The tool, named 'Take a Break', aims to protect us from sleepless nights prompted by seeing photos of a smiling ex masquerading as a carefree Pollyanna who is totally okay with the entire break-up situation.

According to Kelly Winters, product manager for Facey-B:

"The work is part of our ongoing effort to develop resources for people who may be going through difficult moments in their lives. We hope these tools will help people end relations on Facebook with greater ease, comfort and sense of control."

Sadly, I can't help but harbour the jaded view that Facebook's motive is probably less 'help people deal with the emotional complications of breakups' and more 'make sure people keep using Facebook and don't avoid it based on fear they'll see an ex's photos' - although there probably was at least some level of compassion driving the decision.

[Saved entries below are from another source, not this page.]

PR #733, opened 2026-08-14
feat(lee)!:  program pubtx - deploy program

jonesmarvin8:
## 🎯 Purpose

This PR introduces `Deploy` program for public transactions. Programs can now be deployed as `Account`s through a native Rust program; this program is executed through native Rust to due to massive computational overhead of forming `Account` representation of programs in Risc0 (without proof generation). This is due to `instruction_data` size including `elf`.

`Deploy` designed with future PRs (program upgradeability) in mind; `update_auth` included in `ProgramData` and PDA id generation.

## ⚙️ Approach

- [X] `ProgramData` struct for `Deploy`
- [X] `Deploy` logic; runs in native Rust instead of guest for practical purposes.
- [X] PDA seed/address derivation

## 🧪 How to Test

New tests:
`loader_deploys_program`
`loader_rejects_redeploying_an_already_deployed_program`
`loader_rejects_invalid_bytecode`
`loader_rejects_wrong_target_account`
`loader_rejects_wrong_number_of_accounts`.
`loader_deploys_program_via_chained_call` (added, but ignored; currently not possible. Part of future works)

## 🔗 Dependencies

Builds off of [PR 720](https://github.com/logos-blockchain/logos-execution-zone/pull/720), [PR 722](https://github.com/logos-blockchain/logos-execution-zone/pull/722), [PR 723](https://github.com/logos-blockchain/logos-execution-zone/pull/723), and [PR 735](https://github.com/logos-blockchain/logos-execution-zone/pull/735).

## 🔜 Future Work

Future PRs will expand on deploying programs:
- Split ProgramData's identity fields from its bytecode into separate accounts, so authenticating a program's identity never requires touching its (potentially large) bytecode.
- Segment bytecode across multiple accounts as deployed programs grow.
- ProgramDeploymentTransaction removal.
- Address issue with calling `Deploy` via chain call.
- Program updateability

## 📋 PR Completion Checklist

- [X] Complete PR description
- [X] Implement the core functionality
- [X] Add/update tests
- [X] Add/update documentation and inline comments

PR #738, opened 2026-08-15
feat(lee)!: program pubtx - anchor privacy-circuit image ids and migrate all programs …

jonesmarvin8:
## 🎯 Purpose

(very out of date description due to a few merges)

This PR builds off PR 733. Programs in Genesis are now deployed using public transactions instead of program transactions. Additionally, this PR anchors privacy transactions to programs stored on chain (genesis and legacy `ProgramDeploymentTransaction`) onto the `Deploy` two-account shape. Unifies every program's dispatch address onto the real Deploy-PDA formula.

Breaking change: Inclusion of `raw_payload` entry for public transaction messages. This is required for a later PR to efficiently handle deploying programs through public transactions. Unused in this branch, but introduced here to avoid breaking changes after RC.

## ⚙️ Approach

- [X] Privacy-preserving circuit: add ProgramImageClaim, anchoring a Deploy-created program's real image_id to its account for env::verify; the sequencer independently re-derives the real image_id via get_program to authenticate the claim.
- [X] Fix compute_public_authorized_pdas and the private circuit's resolve_authorization_and_record_bindings to use the caller's real recovered image_id instead of bijection-guessing it from the caller's account_id — wrong for Deploy-created callers.
- [X] V03State::insert_program (genesis and live ProgramDeploymentTransaction) now always writes the Deploy two-account shape (header + segment).
- [X] Unify every program's dispatch address onto the real Deploy-PDA formula (loader_core::immutable_deploy_account_id), not the bijection AccountId::from(program_id) — including the header address itself, superseding this PR's own initial approach of leaving the header at the bijection address.
- [X] Sweep and fix 7 dispatch-address bugs the bijection assumption was masking: lez/wallet's native_token_transfer facade, integration_tests' auth_transfer/private and private_pda suites, wallet-ffi's generic_transaction FFI boundary, a stale assertion in program_deployment.rs, and a stale expected-error string in cross_zone_state_machine.rs.
- [X] Drop the now-redundant ProgramAlreadyExists pre-check in ProgramDeploymentTransaction validation — PDA claiming already prevents redeploying an account.
- [X] Migrate remaining tests off ProgramDeploymentTransaction onto native Deploy.
- [X] Fix a further PDA-collision vector: `AccountId::for_public_pda`/`for_private_pda` and the privacy circuit's `CallerData` keyed PDA authorization off the caller's image_id (ProgramId) rather than its real dispatch AccountId, so two deployments of identical bytecode with different `update_auth` collided on the same PDA. Retype PDA derivation, wire fields, and comparisons onto AccountId throughout host, guest, and test-harness code.
- [X] Flip `ProgramWithDependencies`'s (privacy-circuit test harness) default dispatch address from the bijection to the real PDA-based address, matching genesis dispatch, and fix every test relying on the old default.
- [X] Remove now-unnecessary `self_program_id`/`outbox_program_id`/etc. wire fields across ping, wrapped_token, bridge, bridge_lock, cross_zone_inbox/outbox, sequencer_stake, amm, and associated_token_account — every guest already receives `self_account_id` for free.
- [X] Fix wrapped_token/ping_receiver's governance-authorization check, which compared the caller against a bijection-derived address instead of the governance program's real dispatch address, silently rejecting any real governance program.
- [X] Fix remaining stray ProgramId→AccountId bijection call sites the earlier sweep missed (cross_zone_state_machine.rs, cross_zone_chat, the example tail-call guest binaries) and a stale test-assertion string.
- [X] Add `raw_payload` to public transaction's messages; this is used in a later PR. Moved up to avoid breaking changes after RC.

## 🧪 How to Test

All previous tests should work.

New tests:
- `loader_deployed_program_is_invocable_via_dispatch`
- `manually_segmented_program_reconstructs_and_executes_identically` — ad hoc proof that a
  program's bytecode split across multiple PDA accounts (using the segment index
  `segment_pda_seed` already accepts) reconstructs and executes identically to the original.
  No production path exercises multi-segment storage yet; see Future Work.

## 🔗 Dependencies
Builds off of [PR 733](https://github.com/logos-blockchain/logos-execution-zone/pull/733).

## 🔜 Future Work

- Move Deploy's bytecode transfer off instruction_data's word-serde encoding, and split out the shared RISC0 kernel so only per-program bytecode needs to be transmitted/stored.
- Segment a deployed program's bytecode across multiple PDA accounts, so the temporarily-raised
DATA_MAX_LENGTH can come back down to 100 KiB.
- ProgramDeploymentTransaction removal, once wallet's deploy-program is repointed at native Deploy.
- Finish removing `ProgramId` and `Program` structures

## 📋 PR Completion Checklist

- [X] Complete PR description
- [X] Add/update tests


schouhy (commented):
The method `transition_from_program_deployment_transaction` is dead code. Not specific to this branch, already dead on `dev`. But can we use this PR to remove it?

lez/programs/program_loader/core/src/lib.rs
```diff
@@ -1,62 +1,79 @@
...
+/// Derives the PDA seed for a deployed program's `ProgramData` header account.
+///
+/// Combines the program's content-derived identity (`image_id`), its position in a (currently
+/// always single-segment) split (`segment_number`), and who may redeploy it (`update_auth`).
+///
+/// Domain-separated from other PDA-seed derivations in the codebase, including
+/// [`deploy_segment_pda_seed`], so a header seed can never collide with a segment seed (or
+/// anything else) even when the input triple coincides.
+#[must_use]
+pub fn deploy_header_pda_seed(
```
schouhy: can we remove the `deploy_*` prefix of all these new functions? I tend to read them as a verb and it confused me: looks like a functions that deploys as opposed to a function that computes a value without mutating anything

lez/programs/program_loader/core/src/lib.rs
schouhy, line 1: Doesnt this program belong to `lee` actually? As the state_machine has special treatment for it

lee/state_machine/core/src/program/mod.rs
```diff
@@ -31,12 +43,51 @@ pub const MAX_NUMBER_CHAINED_CALLS: usize = 10;
...
+///
+/// Lives here rather than in `program_loader_core` so that `V03State::get_program` — a generic,
+/// program-agnostic lookup — can decode it without depending on a specific program's crate.
+/// `program_loader_core` re-exports this type.
+#[derive(Debug, PartialEq, Eq, BorshSerialize, BorshDeserialize)]
+pub struct ProgramData {
+    pub image_id: ProgramId,
+    pub segment_number: u32,
+    pub update_auth: AccountId,
+}
```
schouhy, line 63: I think this should live on the program_loader_core crate. Probably moving that program to `lee` too.

lee/state_machine/core/src/program/mod.rs
```diff
@@ -31,12 +43,51 @@ pub const MAX_NUMBER_CHAINED_CALLS: usize = 10;
...
+/// The account-data layout of a program's header account, deployed via the `Deploy` native
+/// dispatch shortcut (see [`DEPLOYMENT_PROGRAM_ACCOUNT_ID`]).
+///
+/// Deliberately holds only small, fixed-size fields — never the program's bytecode, which lives
+/// in a separate account (see `program_loader_core::deploy_segment_account_id`). Keeping the two
+/// apart means anything that needs to authenticate a program's *identity* (e.g. the
+/// privacy-preserving circuit confirming which `image_id` an `AccountId` currently maps to) only
+/// ever has to read this handful of bytes, not the full program — the only account-authentication
+/// primitive available today is whole-account equality, so what's bundled into one account sets
+/// the floor for how cheap that authentication can be.
```
schouhy: I'm assuming this is a code comment generated by AI. I find such comments very hard to chew. can we use a more direct and simple style?

lee/state_machine/core/src/program/mod.rs
```diff
@@ -31,12 +43,51 @@ pub const MAX_NUMBER_CHAINED_CALLS: usize = 10;
...
+/// new `image_id` into the same, stable `AccountId`) is the entire upgrade mechanism — no
+/// separate "which version" bookkeeping needed.
+///
+/// Lives here rather than in `program_loader_core` so that `V03State::get_program` — a generic,
+/// program-agnostic lookup — can decode it without depending on a specific program's crate.
+/// `program_loader_core` re-exports this type.
+#[derive(Debug, PartialEq, Eq, BorshSerialize, BorshDeserialize)]
+pub struct ProgramData {
+    pub image_id: ProgramId,
+    pub segment_number: u32,
```
schouhy: At first I thought `segment_number` was an index. But here it means the total number of segments for this program, no? If so can we rename the variable?

```rust
    pub number_of_segments: u32, // or `segment_count`?
```

lez/programs/program_loader/core/src/lib.rs
```diff
@@ -1,62 +1,79 @@
...
+    image_id: ProgramId,
```
schouhy: isn't the image_id something that can change with program updates? The header should be a global identifier independent of any version of the program, no?

lez/programs/program_loader/core/src/lib.rs
```diff
@@ -1,62 +1,79 @@
...
+/// Same inputs as [`deploy_header_pda_seed`], domain-separated so the two never collide. Kept as
+/// a distinct account from the header specifically so that authenticating a program's identity
+/// (e.g. for privacy-preserving proof verification) never has to touch its bytecode: the only
+/// account-authentication primitive available is whole-account equality, so what's bundled into
+/// one account sets the floor for how cheap that authentication can be.
 #[must_use]
-pub fn deploy_pda_seed(
+pub fn deploy_segment_pda_seed(
+    image_id: ProgramId,
+    segment_number: u32,
```
schouhy: this segment_number should be the index of this segment no? If a program is split into 10 segments, there will be a pda for each and the seed for those pdas depend on the index of each part. It's confusing that the ProgramData also has a field `segment_number` that I think should be semantically different: not an index, the actual count.

lee/state_machine/src/state/mod.rs
```diff
@@ -281,16 +322,44 @@ impl V03State {
...
     /// this is the single place that distinction is enforced, so callers never have to remember
     /// to re-check it themselves.
     #[must_use]
-    pub fn get_program(&self, program_account_id: AccountId) -> Option<&Account> {
+    pub fn get_program(&self, program_account_id: AccountId) -> Option<(ProgramId, Vec<u8>)> {
         let account = self.get_account_by_id_ref(program_account_id)?;
-        (account.program_owner == PROGRAM_STORAGE_OWNER).then_some(account)
+        if account.program_owner == PROGRAM_STORAGE_OWNER {
+            return Some((ProgramId::from(program_account_id), account.data.to_vec()));
+        }
```
schouhy: there are no paths to create an account with `PROGRAM_STORAGE_OWNER` as programowner. Let's remove it in favor of the new program loader. With a header that has only one segment

lee/state_machine/src/state/mod.rs
```diff
@@ -281,16 +322,44 @@ impl V03State {
...
+        if account.program_owner == DEPLOYMENT_PROGRAM_ACCOUNT_ID {
+            let header = ProgramData::try_from(&account.data).ok()?;
+            let segment_account_id = program_loader_core::deploy_segment_account_id(
+                DEPLOYMENT_PROGRAM_ACCOUNT_ID,
+                header.image_id,
+                header.segment_number,
+                header.update_auth,
+            );
```
schouhy: Shouldn't this read the header segment number and iterate through all segments and concatenate them?
If we want to postpone supporting multi segment programs let's just add a comment and a warning in case this sees header of a program that claims to be multi segmented

lee/state_machine/core/src/program/mod.rs
schouhy, line 1: not specifically from this branch, but the program is called `program_loader` which makes sense, but the constant with its reserved id is called `DEPLOYMENT_PROGRAM_ACCOUNT_ID`. Let's be more consistent with it. Let's rename the const to `PROGRAM_LOADER_ACCOUNT_ID`.

lez/programs/program_loader/core/src/lib.rs
```diff
@@ -72,23 +89,54 @@ pub fn deploy_pda_seed(
...
+/// upgrade authority.
+///
+/// `segment_number` 0, `update_auth` `AccountId::default()`. What every genesis-seeded builtin,
+/// and any `Deploy` submitted with a default `update_auth`, dispatches at.
+#[must_use]
+pub fn immutable_deploy_account_id(image_id: ProgramId) -> AccountId {
+    deploy_header_account_id(
+        lee_core::program::DEPLOYMENT_PROGRAM_ACCOUNT_ID,
+        image_id,
+        0,
```
schouhy, line 121: shouldn't this be 1? it has one segment.

schouhy (changes requested):
Hey thanks for the PR. I'm leaving some comments. Overall I have the impression that the implementation attempts to set the ground for multi-segmented, but it's not clear to me that what's left for later is just adding the paths to exercise these. There are a few details in the design that I don't understand.

IMO If this PR is what will land in RC I think it should have:
- Only one owner of program accounts: the program loader program (delete `STORAGE_PROGRAM_OWNER`)
- A design that supports multisegmented programs.

Last one tested in unit tests with multi segment test programs. Leaving the machinery to actually exercise it on the live system for later. Otherwise it's very hard to understand if the approach is sound and it feels incomplete

lez/programs/program_loader/core/src/lib.rs
jonesmarvin8: Taken care of.

lee/state_machine/src/state/mod.rs
jonesmarvin8: Fixed.

lee/state_machine/core/src/program/mod.rs
jonesmarvin8: Renamed.

lez/programs/program_loader/core/src/lib.rs
jonesmarvin8: This is actually updated later in the stack. I don't think this update is necessary now though. But if you want, I can include the update version of `ProgramData` in this PR: it includes `genesis_image_id`, and `genesis_update_auth` which are the values for `image_id` and `update_auth` at the time of deployment.

Let me know what you think.

lez/programs/program_loader/core/src/lib.rs
jonesmarvin8: Same as previous [comment](https://github.com/logos-blockchain/logos-execution-zone/pull/738#discussion_r3876712034).

lez/programs/program_loader/core/src/lib.rs
jonesmarvin8: For context of how I was thinking...
Program updates would have `ProgramData` header account and then accounts that contain the various program segments.
ProgramData account would be marked as 0...then each segment account itself numbered.

Looks a little weird here since we're not using the segments. Let me know what you think

lee/state_machine/core/src/program/mod.rs
jonesmarvin8: Renamed.

lez/programs/cross_zone_inbox/core/src/lib.rs
```diff
@@ -106,8 +109,13 @@ pub struct CrossZoneMessage {
     /// without either trusting what the peer wrote.
     pub src_block_hash: [u8; 32],
     pub src_tx_index: u32,
-    pub src_program_id: ProgramId,
+    /// The emitting program's dispatch address on the peer zone (its `OutboxRecord.emitter`).
+    pub src_account_id: AccountId,
     pub target_program_id: ProgramId,
```
agureev: Hm, shouldn't the target accountID completely replace the program ID?

Isn't the entire point that the protocol now does not worry about ProgramIDs and that it is an implementation detail?

lez/programs/cross_zone_inbox/core/src/lib.rs
```diff
@@ -30,8 +31,10 @@ pub type MessageKey = [u8; 32];
...
 #[derive(Clone, Debug, PartialEq, Eq, Serialize, Deserialize, BorshSerialize, BorshDeserialize)]
 pub struct CrossZoneRoute {
-    /// The program on the peer zone that emitted the message.
-    pub src_program_id: ProgramId,
+    /// The dispatch address of the program on the peer zone that emitted the message (matched
+    /// against its `OutboxRecord.emitter`, itself the peer's state-machine-verified caller
+    /// address — not derivable from any `ProgramId`).
+    pub src_account_id: AccountId,
     /// The program on this zone it may be delivered to.
     pub target_program_id: ProgramId,
```
agureev: Similar concern here

lee/state_machine/test_methods/guest/src/bin/flash_swap_callback.rs
```diff
@@ -24,16 +24,20 @@
...
 };
 
 #[derive(borsh::BorshSerialize, borsh::BorshDeserialize)]
 pub struct CallbackInstruction {
     /// If true, return the borrowed funds to the vault (happy path).
     /// If false, keep the funds (simulates a malicious callback, triggers rollback).
     pub return_funds: bool,
-    pub token_program_id: ProgramId,
+    /// The dispatch address of the token program.
+    pub token_program_id: AccountId,
```
agureev: should this be `token_account_id`?

lee/state_machine/src/state/mod.rs
```diff
@@ -112,6 +112,12 @@ impl BorshDeserialize for NullifierSet {
 #[derive(Clone, PartialEq, Eq, BorshSerialize, BorshDeserialize)]
 #[cfg_attr(test, derive(Debug))]
 pub struct V03State {
+    /// Deployed programs live here too, as `Account`s findable via [`Self::get_program`]:
```
agureev: I feel like this comments is PR-specific. Wdyt? Maybe better to remove it?

lee/state_machine/src/public_transaction/message.rs
```diff
@@ -12,6 +12,20 @@ pub struct Message {
     pub account_ids: Vec<AccountId>,
     pub nonces: Vec<Nonce>,
     pub instruction_data: InstructionData,
+    /// An optional large raw byte payload, carried alongside `instruction_data` rather than
+    /// packed into it.
+    ///
+    /// `instruction_data` is word-serialized (`risc0_zkvm::serde`) so it can be read inside a
+    /// RISC0 guest; that format encodes a `Vec<u8>` at 4 bytes per word, since it doesn't route
```
agureev: Wait, aren't we skipping the RISC0 guest? Why do we need to encode it this way then?

lee/state_machine/src/public_transaction/message.rs
```diff
@@ -12,6 +12,20 @@ pub struct Message {
...
+    /// through the serializer's `serialize_bytes`. `Message` itself, in contrast, is
+    /// borsh-encoded on the wire, which packs `Vec<u8>` byte-for-byte. So a large payload that
+    /// only needs to reach *native* dispatch logic (never a real guest — e.g. `Deploy`'s program
+    /// bytecode, which is handled natively, see `PROGRAM_LOADER_ACCOUNT_ID`'s doc
+    /// comment) belongs here instead of in `instruction_data`, avoiding that ~4x bloat entirely
+    /// rather than just packing it more efficiently.
+    ///
+    /// Unused for now — no constructor sets it and no dispatch logic reads it yet.
+    pub raw_payload: Option<Vec<u8>>,
```
agureev: This seems like a bad change to make for the RC. Breaking changes for wire format are very normal. We should not just plug unused fields just because the wire format may change on the frontend.

integration_tests/tests/auth_transfer/private.rs
```diff
@@ -672,6 +704,7 @@ async fn prove_init_with_commitment_root(
     let recipient_account_id = AccountId::for_regular_private_account(&npk, &vpk, 0);
     let recipient = AccountWithMetadata::new(Account::default(), true, recipient_account_id);
 
+    let program_id = program.id();
```
agureev: a nit and/or stupid question: but why abstract into a varable if used only once?

integration_tests/tests/auth_transfer/public.rs
```diff
@@ -387,12 +396,27 @@ async fn cannot_execute_faucet_program() -> Result<()> {
...
+        faucet_chain_caller_segment,
+        bytecode,
     ));
+
+    let tx_size = encoded_tx_size(&deploy_tx);
+    let ctx = MultiZoneTestContextBuilder::default()
+        .with_zone(
+            ZoneTestContextBuilder::new(MultiNodeTestContextConfig::default())
+                .with_sequencer_partial_config(SequencerPartialConfig {
+                    max_block_size: ByteSize::b(tx_size + 10 * 1024),
```
agureev: Why specifically this? Why not set some max size? Is that the tx size + clock tx? Maybe I am being stupid here...

integration_tests/tests/cross_zone_ingress_guard.rs
```diff
@@ -45,22 +45,25 @@ async fn user_origin_inbox_call_rejected() -> Result<()> {
...
+    let ping_receiver_id = programs::ping_receiver().id();
     let msg = CrossZoneMessage {
         src_zone: [2; 32],
         src_block_id: 1,
         src_block_hash: [7; 32],
         src_tx_index: 0,
-        src_program_id: [9; 8],
-        target_program_id: programs::ping_receiver().id(),
+        src_account_id: lee::AccountId::new([9; 32]),
+        target_program_id: ping_receiver_id,
```
agureev: Returning to the point, seems like this should just use the rager account id

lee/state_machine/core/src/program/mod.rs
jonesmarvin8: Made an initial pass (with AI) to make comments simpler (without losing meaning). I'll go back through and manually work on the comments as well.

lee/state_machine/core/src/program/mod.rs
jonesmarvin8: Agreed. Can I save this for the moment? (before PR merged, it'll be done)

lez/programs/program_loader/core/src/lib.rs
jonesmarvin8: Agreed. Can I save this for the moment? (before the PR is merged, make the change then)

lee/state_machine/src/validated_state_diff/mod.rs
```diff
@@ -543,10 +538,30 @@ fn authenticate_public_transaction_signers(
...
+    // Anchor each claimed image_id to real chain state: reconstruct the claims using the
+    // program's *actual* current image_id (via `get_program`), not the message's own claim. If
+    // the claim was wrong, the reconstructed journal won't match what the receipt actually
+    // committed to, and `proof.is_valid_for` below fails — the same mechanism `public_actions`
+    // already relies on for authenticating account content against real state.
+    let program_image_claims = message
+        .program_image_claims
+        .iter()
+        .map(|claim| {
+            let (image_id, _elf) = state.get_program(claim.account_id).ok_or_else(|| {
```
erhant: maybe we can add a helper to read the image id only but not the huge `elf` here?

lee/state_machine/core/src/program/mod.rs
```diff
@@ -16,27 +16,71 @@ pub const DEFAULT_PROGRAM_ID: ProgramId = [0; 8];
...
+        BorshDeserialize::try_from_slice(data.as_ref())
+    }
+}
+
+impl From<&ProgramData> for crate::account::Data {
+    fn from(program_data: &ProgramData) -> Self {
+        let mut data = Vec::with_capacity(std::mem::size_of_val(program_data));
+        BorshSerialize::serialize(program_data, &mut data)
+            .expect("borsh serialization should not fail");
+        Self::try_from(data).expect("elf must fit under DATA_MAX_LENGTH")
```
erhant: i think this is not `elf must fit` but more like `program header must fit`

lee/state_machine/src/validated_state_diff/mod.rs
jonesmarvin8: Added helper function `get_program_image_id`.

lee/state_machine/core/src/program/mod.rs

jonesmarvin8:
Stale PR; this approach has been superseded by the linked-list approach of PR 812.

The main thing that troubles me though, is how little self-control this new measure suggests we have.

My Phone Is My Mum Now

The more we sync with modern technology, the more control we seem to be surrendering to it. I mean, who needs to assert control over a whim to stalk their ex when we can rely on technology to mother us? Why acquire key navigation skills when Google Maps will hold our hand from door-to-door? Why go to the trouble of thinking things through when we can demand instant answers from Siri?

Admittedly, our brains were never designed for the world we now live in. We're pre-programmed with primal fear of those who are different to us, a desire to hoard and an endocrine system that rewards us for eating junk food en masse with a nice dose of serotonin that says 'yeh, I'm gonna survive winter', when it should say 'oh man, I'm morbidly obese now'.

So maybe modern inventions like social media do need safeguards to protect us from our silly old-school minds that still think we're cavemen (and apparently cavemen with Facebook would spend all their time scrolling through ex-conquests' pictures, weeping, in a destructive, confused urge for self-gratification).

But surely it would make sense for us to put sensible decisions and goals for long-term happiness first, and keep self-control in the gene pool for future generations? We're nippily becoming a big pile of selfie-taking, babbling kidults who blame all our problems on external sources rather than our own deplorable inability to say no to things that, with a little contemplation, we would sensibly avoid.

Okay, It's Not All Bad

I haven't been overly positive so far. In truth, I'm actually not completely against Facebook's new measures. I do think they'll help a lot of people who are going through one of the most traumatic processes of their life so far.

I admit, when a boyfriend of four years and I broke up, I wasn't a glowing example of positive willpower. Although we made the sensible decision to delete each other from Facebook, that didn't stop me from occasionally having a peek at his limited profile and descending into a self-inflicted pit of despair.

It's too easy to cave into temptation when answers to our neurotic ponderings are just one menacing click away.

Still, this was my fault. Not Facebook's.

Ultimately, I'm not opposed to the new tools. I just really hope we never get to a point where we consider them necessary to protect us from emotional harm. Because we all have the ability to choose what we expose ourselves to online, without suckling colostrum out of Mark Zuckerberg's nipple.